Игорь достал сигареты, закурил.
— Да-а. Хорош! Стишки, значит, читал? О высоком? Мудила!
— Игорь! Ты чего?
— Ничего! Получается, я там, с этой… в бассейне плескался, у камина стишки читал, а ты…
— Игорь, прекрати! Я не хочу это слышать!
— Нет, отчего же? Ты послушай. Исповедь заблудшей овцы. Ведь это мне мешает жить, пойми! Я вдруг осознал, что такое совесть. Не по-книжному, не с чужого голоса, а собственной кожей, сердцем, всем, что болит и даже во сне не отпускает, царапает, зудит. После того как мне отшибло память, я понял, что к чему в этой жизни. Ты прости. Мне сейчас лучше одному побыть. Я пойду. Увидимся!
Он повернулся и быстро зашагал вдоль улицы, Люба долго смотрела ему вслед, затем вздохнула и направилась к станции метро.
Был первый день каникул. Люба проводила Аню, которая вместе с одноклассниками собралась в кино на широко разрекламированный блок-бастер, и сидела теперь в своей комнате за письменным столом. Перед ней лежал чистый лист бумаги. Она сочиняла это письмо всю ночь, повторяя каждое предложение по несколько раз, поэтому выучила его наизусть. Теперь оставалось перенести на бумагу и отправить адресату.
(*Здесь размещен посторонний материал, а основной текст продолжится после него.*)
PR #2075, opened 2025-08-04
port Transformer

cgarciae:
# Description
* Port `Transformer` to NNX and creates the `transformer_to_linen` wrapper.

# Tests
* Llama2-7B gives same perf with `enable_nnx` on/off:
```
python3 -m MaxText.train MaxText/configs/base.yml \
    run_name=<run_name> \
    base_output_directory=gs://<gcs_bucket> \
    dataset_type=synthetic \
    steps=10 \
    model_name=llama2-7b
```
* Llama2-7B gives decode output with `enable_nnx` on/off:
```
python3 -m MaxText.decode MaxText/configs/base.yml \
    model_name=llama2-7b \
    tokenizer_path=assets/tokenizer_llama3.tiktoken \
    tokenizer_type=tiktoken \
    scan_layers=false \
    per_device_batch_size=1 \
    ici_fsdp_parallelism=1 \
    ici_autoregressive_parallelism=-1 \
    max_target_length=256 \
    prompt="I love to" \
    attention=dot_product
```
* Llama3.3-70B Maxengine/Jetstream gives same accuracy for `enable_nnx` on/off: https://diff.googleplex.com/#key=O4rlQHQDz8Cg

# Checklist

### DIFF
--- a/MaxText/configs/base.yml
+++ b/MaxText/configs/base.yml
@@ -797,3 +797,6 @@ projector_dropout_for_vit: 0.0
 # Subslice shape in the form of "x,y,z" when using pathways (single controller). 
 # Example: "8,8" to use a 8x8 subgrid (64 chips) of a full pod (16x16) of trillium.
 subslice_shape: ""
+
+# NNX
+enable_nnx: false
--- a/MaxText/layers/decoders.py
+++ b/MaxText/layers/decoders.py
@@ -25,6 +25,7 @@ from jax.ad_checkpoint import checkpoint_name
 from jax.sharding import Mesh
 
 from flax import linen as nn
+from flax import nnx
 from flax.linen.partitioning import ScanIn
 
 from MaxText.common_types import DecoderBlockType, Config, MODEL_MODE_TRAIN, MODEL_MODE_PREFILL, MODEL_MODE_AUTOREGRESSIVE
@@ -133,7 +134,7 @@ class DecoderLayer(nn.Module):
         ar_cache_axis_order=tuple(map(int, cfg.ar_cache_axis_order.split(","))),
         compute_axis_order=tuple(map(int, cfg.compute_axis_order.split(","))),
         reshape_q=cfg.reshape_q,
-        model_mode=model_mode,
+        model_mode=self.model_mode,
     )
 
     attention_lnx = attention_layer(
@@ -142,7 +143,7 @@ class DecoderLayer(nn.Module):
         decoder_positions,
         decoder_segment_ids=decoder_segment_ids,
         deterministic=deterministic,
-        model_mode=model_mode,
+        model_mode=self.model_mode,
     )
 
     if model_mode == MODEL_MODE_PREFILL:
@@ -159,7 +160,7 @@ class DecoderLayer(nn.Module):
         dtype=cfg.dtype,
         weight_dtype=cfg.weight_dtype,
         name="mlp",
-        model_mode=model_mode,
+        model_mode=self.model_mode,
         config=cfg,
         quant=self.quant,
     )(lnx, deterministic=deterministic)
@@ -221,7 +222,7 @@ class SequentialBlockDecoderLayers(nn.Module):
   ) -> jnp.ndarray:
     for lyr in range(self.num_decoder_layers):
       inputs = self.decoder_layer(
-          config=self.config, mesh=self.mesh, name=f"layers_{lyr}", quant=self.quant, model_mode=model_mode
+          config=self.config, mesh=self.mesh, name=f"layers_{lyr}", quant=self.quant, model_mode=self.model_mode
       )(
           inputs,
           decoder_segment_ids,
@@ -243,7 +244,6 @@ class Decoder(nn.Module):
   """A stack of decoder layers as a part of an encoder-decoder architecture."""
 
   config: Config
-  shared_embedding: nn.Module
   mesh: Mesh
   quant: None | Quant = None
   model_mode: str = MODEL_MODE_TRAIN
@@ -422,9 +422,7 @@ class Decoder(nn.Module):
     else:
       raise ValueError(f"Incorrect decoder_block name {self.config.decoder_block.value=}")
 
-  def scan_decoder_layers(
-      self, cfg, decoder_layer, length, metadata_axis_name, mesh, in_axes_tuple, model_mode, **kwargs
-  ):
+  def scan_decoder_layers(self, cfg, decoder_layer, length, metadata_axis_name, mesh, in_axes_tuple, **kwargs):
     """scan decoder layers, calls `flax.linen.transforms.scan`"""
     initializing = self.is_mutable_collection("params")
     params_spec = cfg.param_scan_axis if initializing else ScanIn(cfg.param_scan_axis)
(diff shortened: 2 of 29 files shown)


MaxText/maxtext_utils.py
```diff
@@ -1098,10 +1099,7 @@ def get_kv_cache_annotations(model, config, rng, mesh, page_state: Optional[Page
   """Get a shaped abstraction of the state (including optimizer)"""
 
   def init_kv_cache(model, config):
-    input_shape = (
-        config.global_batch_size_to_load,
-        1,
-    )
+    input_shape = (config.micro_batch_size_to_train_on, 1)
```
bvandermoon, line 1107: This should be changed in `get_prefill_kv_cache_annotations also, right?

bvandermoon (commented):
Discussed the inference memory issues more with the team this morning. I am looking into adding a config flag to enable/disable NNX for the remaining modules. We can use that flag for this and https://github.com/AI-Hypercomputer/maxtext/pull/2178. That way we can still merge to main. Hoping it is fairly straightforward, taking a closer look now

MaxText/maxtext_utils.py
cgarciae: yeah that looks about right

MaxText/layers/linears.py
```diff
@@ -289,6 +289,29 @@ def dense_general(
...
+    rng_collection: str = 'dropout',
+    rngs: nnx.Rngs| None = None,
+  ):
+    self.rate = rate
+    self.broadcast_dims = broadcast_dims
+    self.deterministic = deterministic
+    self.rng_collection = rng_collection
+
+    if isinstance(rngs, nnx.Rngs):
+      self.rngs = rngs.fork()
```
bvandermoon: Could you add the fix you previously mentioned for old Flax versions here? I see an attribute error on Flax 0.10.6 from this line

```
 self.rngs = rngs.fork() if hasattr(type(rngs), 'fork') else rngs
```

MaxText/maxtext_utils.py
bvandermoon: Reopening this, could you please also change this above?

MaxText/layers/decoders.py
```diff
@@ -587,11 +587,11 @@ def _apply_output_head(self, y, deterministic, model_mode):
   @nn.compact
   def __call__(
       self,
+      shared_embedding: nn.Module | nnx.Module,
```
bvandermoon, line 590: Why do we need to pass this `shared_embedding` around now?

MaxText/maxengine.py
```diff
@@ -1416,6 +1416,7 @@ def init(abstract_params, page_state):
           mutable=["cache"],
           page_state=page_state,
           slot=0,
+          # nnx_method="no_op",
```
bvandermoon: Nit: please remove commented code

bvandermoon: Or is it needed here?

MaxText/configs/base.yml
```diff
@@ -796,3 +796,6 @@ projector_dropout_for_vit: 0.0
 # Subslice shape in the form of "x,y,z" when using pathways (single controller). 
 # Example: "8,8" to use a 8x8 subgrid (64 chips) of a full pod (16x16) of trillium.
 subslice_shape: ""
+
+# NNX
+enable_nnx: false
```
A9isha: nit: please add the new line

MaxText/layers/decoders.py
A9isha: `class Decoder` now becomes NNX, and shouldn't have a Linen attribute `shared_embedding`.  I wonder why we cannot use the NNX version of [embeddimgs](https://github.com/AI-Hypercomputer/maxtext/blob/a0a77e1d6adda33f49c8e14b3163ffe818300c56/MaxText/layers/models.py#L60). Does the bridge not support such nested NNX modules?

A9isha: My followup qs is also why can't we pass around `model_mode` anymore and need to save it as an attribute?

MaxText/layers/decoders.py
```diff
@@ -751,7 +749,7 @@ def __call__(
                   decoder_segment_ids,
                   decoder_positions,
                   deterministic,
-                  model_mode,
+                  self.model_mode,
```
A9isha, line 752: sorry for the rookie question - why are we able to pass `model_mode` here but not above?

MaxText/layers/models.py
```diff
@@ -52,6 +55,22 @@ class Transformer(nn.Module):
   model_mode: str = MODEL_MODE_TRAIN  # May be different than the model_mode passed to __call__
   # pylint: enable=attribute-defined-outside-init
 
+  def init(self, *args, model_mode: str = MODEL_MODE_TRAIN, **kwargs):
+    """Initializes the model."""
+    if model_mode != self.model_mode:
+      module = self.clone(model_mode=model_mode)
```
A9isha: I don't understand this :(

MaxText/layers/models.py
```diff
@@ -161,12 +180,213 @@ def __call__(
...
+      true_length: int | None = None,
+      slot: int | None = None,
+      page_state: page_manager.PageState | None = None,
+      decoder_target_tokens: jax.Array | None = None,
+      decoder_target_mask: jax.Array | None = None,
+  ):
+    """Applies Transformer decoder-branch on encoded-input and target.
+
+    Args:
+      true_length: (Optional) Prompt length before padding
```
A9isha, line 318: wondering why only 2 of the args are described here...

MaxText/tests/model_test.py
```diff
@@ -166,10 +167,8 @@ def test_train_vs_prefill_and_autoregress(self):
         mutable=["cache"],
     )
 
-    self.assertTrue(
-        jax.numpy.allclose(
-            full_train_logits[:, :PREFILL_RANGE, :], partial_prefill_logits, rtol=1e-01, atol=1e-01, equal_nan=False
-        )
+    np.testing.assert_allclose(
```
A9isha, line 170: curious why assertTrue doesn't work?

MaxText/train_utils.py
```diff
@@ -35,10 +38,28 @@
...
+    model_mode: str = MODEL_MODE_TRAIN,
+) -> nn.Module: ...
+@overload
+def from_pretrained(
+    config: pyconfig.HyperParameters,
+    devices: Sequence[jax.Device] | None = None,
+    *,
+    model_mode: str = MODEL_MODE_TRAIN,
+    rngs: nnx.Rngs,
+) -> models.Transformer: ...
```
A9isha, line 55: why do we need two overridden methods? is it only to have non-null rngs? then should return type of the second one skip models.Transformer?

A9isha (commented):
Hats off to you Cristian for making this work!!

MaxText/layers/decoders.py
cgarciae: In principle we can, at some point @bvandermoon and I thought it was better to only have it in the constructor but maybe we can have both.

MaxText/layers/linears.py
cgarciae: good catch!

MaxText/layers/models.py
cgarciae: I think its always been like this

MaxText/tests/model_test.py
cgarciae: this one is better because it gives you more info on the error message

MaxText/train_utils.py
cgarciae: this is helping the type system know that if you pass `rngs` the return is of type `Transformer` (NNX) else its Linen.

A9isha (approved):
Thank you Cristian - hopefully the tests go green soon

PR #2088, opened 2025-08-05
NNX Migration for Mistral models

NuojCheng:
# Description

# Tests

# Checklist


MaxText/layers/mistral.py
```diff
@@ -59,47 +70,43 @@ def __call__(
...
+    lnx_rms = RMSNorm(
         num_features=inputs.shape[-1],
-        dtype=cfg.dtype,
-        weight_dtype=cfg.weight_dtype,
-        name="pre_self_attention_layer_norm",
+        dtype=self.config.dtype,
+        weight_dtype=self.config.weight_dtype,
         kernel_axes=("norm",),
-        epsilon=cfg.normalization_layer_epsilon,
+        epsilon=self.config.normalization_layer_epsilon,
```
bvandermoon: Looking good so far, thanks @NuojCheng. You will want to move NNX module initiation like `RMSNorm`, `Attention`, etc. to the `__init__` of `MistralDecoderLayer`

NuojCheng: Make sense!

src/MaxText/layers/mistral.py
```diff
@@ -21,131 +21,155 @@
...
+from MaxText.common_types import MODEL_MODE_PREFILL
 
 
 # -----------------------------------------
 # The Decoder Layer for Mistral
 # -----------------------------------------
 
 
-class MistralDecoderLayer(nn.Module):
+class MistralDecoderLayerNNX(nnx.Module):
```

Но утро, как известно, почти всегда мудренее вечера. Теперь она сомневалась, надо ли писать и тем более отправлять. А вдруг ее предчувствия обманны? Вдруг ему все это покажется бабьим бредом? И вообще. Он, наверное, охладел к ней, а охладевшего мужчину подобные письма пушкинской Татьяны только раздражают. Вот так всегда! Всю жизнь она была подвержена душевным колебаниям. Как, должно быть, счастливы люди, уверенные в себе. Как легко идут они по жизни, не тратя время на ненужные сомнения!